Our first hypothesis predicted that early-season defense production might rely on stored C to diminish potential tradeoffs between growth and defense. The GDBH states that this tradeoff occurs when resources are at moderate to high quantities (Herms & Mattson, 1992). The predicted tradeoff is often (Wilkens et al., 1996; Glynn et al., 2003, 2007; Barton & Koricheva, 2010), but not always, found (Riipi et al., 2002; Barto & Cipollini, 2005; Massad et al., 2012). The GDBH is generally tested by contrasting whole-plant growth with defense production, but monitoring newly assimilated C allocation allowed us to determine specifically whether individual plant tissues can produce defenses while developing. Our 13C data showed that newly assimilated C was directly allocated to defense, even as leaves were developing. This was unexpected because salicinoids are considered costly in the related P. tremuloides (Osier & Lindroth, 2006). However, the negative correlations between salicinoids and growth in P. tremuloides were only present under low resource conditions (Osier & Lindroth, 2006), and our experimental growing conditions may have been too benign to lead to tradeoffs between primary and secondary metabolism.
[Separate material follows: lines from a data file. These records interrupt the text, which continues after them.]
PR #1299, opened 2023-04-21
solution

popeye88:
Please, suggest me right code style in my cases. TY


OleziO (approved):

popeye88:
Could you please advice me if my code style is correct or give some suggestions on it

PR #1302, opened 2023-04-22
commit message

EvgenyNikitinEvgeny:


src/sortStudents.ts
```diff
@@ -1,16 +1,66 @@
...
+  Married,
+  AverageGrade,
 }
 
 // create SortOrder type
-export type SortOrder;
+export type SortOrder = {
+  asc : string,
+  desc: string,
+};
```
ivbutsykin, line 23: I suggest rewrite in this way:
```suggestion
export type SortOrder  = 'asc' | 'desc';
```

ivbutsykin (changes requested):

ivbutsykin (approved):
Nice, good job

PR #1303, opened 2023-04-22
FIX

marshalek37:


src/sortStudents.ts
```diff
@@ -1,16 +1,65 @@
...
 }
 
-// create SortOrder type
-export type SortOrder;
+export type SortOrder = 'asc' | 'desc';
+
+export function sortStudents(students: Student[],
+  sortBy: SortType,
+  order: SortOrder): Student[] {
+  function compareAvgGrades(firstStudent: Student,
```
d-wasilewski, line 22: this function can be moved outside of the `sortStudents` function body

src/sortStudents.ts
```diff
@@ -1,16 +1,65 @@
...
+    = firstStudent.grades.reduce((acc: number, val: number) => acc + val)
+    / firstStudent.grades.length;
+    const avgGradeB
+    = secondStudent.grades.reduce((acc: number, val: number) => acc + val)
+    / secondStudent.grades.length;
+
+    return avgGradeA - avgGradeB;
+  }
+
+  const sortedStudents = [...students];
```
d-wasilewski, line 34: they are not sorted here yet, they are just copied

src/sortStudents.ts
```diff
@@ -1,16 +1,65 @@
...
+      case SortType.Name:
+      case SortType.Surname:
+        comparison = firstStudent[sortBy].localeCompare(secondStudent[sortBy]);
+        break;
+      case SortType.Age:
+        comparison = firstStudent.age - secondStudent.age;
+        break;
+      case SortType.Married:
+        if (firstStudent.married === secondStudent.married) {
+          comparison = 0;
```
d-wasilewski, line 49: it's 0 by default, so you don't need to overwrite it here, try to simplify this statement to use only the second expression (` comparison = firstStudent.married ? 1 : -1;
`)

d-wasilewski (changes requested):

d-wasilewski (approved):

PR #1308, opened 2023-04-25
solve

ctgdprzyb:


src/sortStudents.ts
```diff
@@ -1,16 +1,104 @@
...
+  students: Student[], sortBy: SortType, order: SortOrder,
+): Student[] {
+  const resultArray = [...students];
+
+  const average = (arr: number[]): number => {
+    return arr.reduce((p: number, c: number) => p + c, 0) / arr.length;
+  };
 
+  switch (sortBy) {
+    case 'name':
```
d-wasilewski, line 43: Use `SortType.name` instead of 'name'

src/sortStudents.ts
```diff
@@ -1,16 +1,104 @@
...
+      if (order === 'desc') {
+        resultArray.sort(
+          (a: Student, b: Student): number => b.name.localeCompare(a.name),
```
d-wasilewski, line 46: these types are probably infered and you don't need to write them
```suggestion
          (a, b): number => b.name.localeCompare(a.name),
```

src/sortStudents.ts
```diff
@@ -1,16 +1,104 @@
...
+        );
+      } else {
+        resultArray.sort(
+          (a: Student, b: Student): number => a.name.localeCompare(b.name),
+        );
+      }
+      break;
+    case 'surname':
```
d-wasilewski, line 54: join similar cases (like name and surname)

src/sortStudents.ts
```diff
@@ -1,16 +1,104 @@
...
+          : number => average(b.grades) - average(a.grades),
+        );
+      } else {
+        resultArray.sort(
+          (a: Student, b: Student)
+          : number => average(a.grades) - average(b.grades),
+        );
+      }
+      break;
+    default:
```
d-wasilewski, line 100: throw an error here

d-wasilewski (changes requested):

d-wasilewski (approved):

PR #1329, opened 2023-05-12
initial commit

44shaggy:


src/sortStudents.ts
```diff
@@ -1,16 +1,55 @@
...
+  }
 
-export function sortStudents(students, sortBy, order) {
-  // write your function
+  type Compare = string | number | boolean;
+
+  function compare(x: Student): Compare {
+    switch (sortBy) {
+      case 'name':
+      case 'surname':
```
anstsot, line 34: use `SortType`
```suggestion
      case SortType.Name:
      case SortType.Surname:
```

src/sortStudents.ts
```diff
@@ -1,16 +1,55 @@
...
+      case 'married':
+        return x[sortBy];
+      case 'averageGrade':
+      default:
+        return x.grades.reduce((a, b) => a + b, 0) / x.grades.length;
+    }
+  }
+
+  return students.slice().sort((a, b) => {
+    switch (true) {
```
anstsot, line 46: it's not the best solution to use `switch (true)`. try to use `if`

src/sortStudents.ts
```diff
@@ -1,16 +1,55 @@
...
+      case 'age':
+      case 'married':
+        return x[sortBy];
+      case 'averageGrade':
+      default:
+        return x.grades.reduce((a, b) => a + b, 0) / x.grades.length;
+    }
+  }
+
+  return students.slice().sort((a, b) => {
```
anstsot, line 45: why do you use `slice`?
```suggestion
  return [...students].sort((a, b) => {
```

anstsot (changes requested):
It’s almost done! Let’s improve a little

src/sortStudents.ts
44shaggy: but slice() is one way to copy array taught in the course video ;P

src/sortStudent.test.js
```diff
@@ -0,0 +1,199 @@
+"use strict";
+/* eslint-disable max-len */
```
Anastasiia-Svintsova, line 2: Why did you change this file? Remove all changes here

src/sortStudents.js
```diff
@@ -0,0 +1,48 @@
+"use strict";
+var __spreadArray = (this && this.__spreadArray) || function (to, from, pack) {
```
Anastasiia-Svintsova, line 2: Here should be only sortStudents.ts file. Remove this file as well

src/sortStudents.ts
```diff
@@ -1,16 +1,56 @@
...
-// create SortOrder type
-export type SortOrder;
+export type SortOrder = 'asc' | 'desc';
 
+export function sortStudents(
+  students: Student[],
+  sortBy: SortType,
+  order: SortOrder,
+): Student[] {
+  function setOrder(): number {
```
Anastasiia-Svintsova, line 25: Get used to using arrow functions. Arrow functions have a more concise syntax than traditional function declarations, which makes them easier to read and write.

src/sortStudents.ts
```diff
@@ -1,16 +1,56 @@
...
+    return order === 'asc' ? 1 : -1;
+  }
 
-export function sortStudents(students, sortBy, order) {
-  // write your function
+  type Compare = string | number | boolean;
+
+  function compare(x: Student): Compare {
```
Anastasiia-Svintsova, line 31: Don't declare types inside the function. And you don't really need a separate type here. Improve variable names 
```suggestion
  function compare(student: Student): string | number {
```

src/sortStudents.ts
```diff
@@ -1,16 +1,56 @@
...
+        return x.grades.reduce((a, b) => a + b, 0) / x.grades.length;
+    }
+  }
+
+  return [...students].sort((a, b) => {
+    if (compare(a) > compare(b)) {
+      return setOrder();
+    }
+
+    if (compare(a) < compare(b)) {
```
Anastasiia-Svintsova, line 50: You calculate `compare(a)` and `compare(b)` twice. Move these values to variables, to avoid extra function calls.

Anastasiia-Svintsova (changes requested):

agniya-i (approved):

Within a plant, defense is often highest in young leaves in spite of the hypothesized restrictions on secondary metabolite production in developing tissues (Kursar & Coley, 2003; Brenes-Arguedas et al., 2006), probably because immature leaves are especially vulnerable to herbivores (Coley, 1983; Coley & Barone, 1996), and their long-term photosynthetic potential makes them of high value to a plant (as per the ODH, McKey, 1974; Rhoades, 1979). Our second hypothesis predicted that salicinoid concentrations would therefore be highest in young leaves. Concentrations of salicin were in fact highest in immature leaves early in the growing season (early growing season concentration ≈ 0.004 mg mg−1), when leaves offered the greatest potential for future C gain. A similar pattern was found for phenolics isolated from Betula pubescens (Riipi et al., 2002). Our data showed that salicortin concentrations were highest in mature leaves. Glynn et al. (2007) documented equal concentrations of salicortin in immature and mature leaves but higher concentrations of salicin in immature leaves of Salix, and total salicinoids from Populus nigra were found to be higher in younger leaves (Boeckler et al., 2013). These results highlight the simultaneous importance of growth and defense to a plant, but in conjunction with the 13C data described earlier, they suggest that defense is prioritized in growing tissues, as newly assimilated C was immediately invested in salicinoids in immature leaves.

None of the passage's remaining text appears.